* _About this task_
Every line below from the one containing "2) Performance: generally, RIOT" through the one containing "Such difference is" must be transcribed exactly. Omit all lines outside that stretch.

* _Task input_
- Opening Delimiter -

PR #10124, opened 2018-10-07
pkg/semtech-loramac: switch to RIOT AES

olegart:
### Contribution description

Patch to adapt LoRaMAC 4.4.1 to RIOT AES implementation.

1) Code size: RIOT AES significantly bigger without #10037, ~1KB bigger with #10037, about the same size as LoRaMAC AES with #10037 and aes_decrypt disabled (LoRaWAN doesn't need it)

2) Performance: generally, RIOT AES is significantly (over 2 times) faster, especially on Cortex-M3 and above. On Cortex-M0, decryption is about the same speed, encryption is almost 2 times faster with RIOT AES.

Such difference is to be expected, as RIOT uses faster T-tables implementation while LoRaMAC uses S-boxes.

3) Compatibility: LoRaMAC AES and RIOT AES can't be used simultaneously because of the same function names aes_encrypt() and aes_decrypt(). So, **porting LoRaMAC to RIOT AES is a must if one needs AES for any other function, not just LoRaWAN**.

### Testing procedure

Build examples/lorawan, flash, connect.

Tested on custom STM32L0/SX1276 hardware and Er-Telecom/Actility network. Works fine. Test was done on a slightly different semtech-loramac code and patches, not exactly from the RIOT repo, but this should be of no significance.

### DIFF
--- a/pkg/semtech-loramac/Makefile.include
+++ b/pkg/semtech-loramac/Makefile.include
@@ -1,3 +1,5 @@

- Closing Delimiter -

* _Solution for this exercise_
2) Performance: generally, RIOT AES is significantly (over 2 times) faster, especially on Cortex-M3 and above. On Cortex-M0, decryption is about the same speed, encryption is almost 2 times faster with RIOT AES.

Such difference is to be expected, as RIOT uses faster T-tables implementation while LoRaMAC uses S-boxes.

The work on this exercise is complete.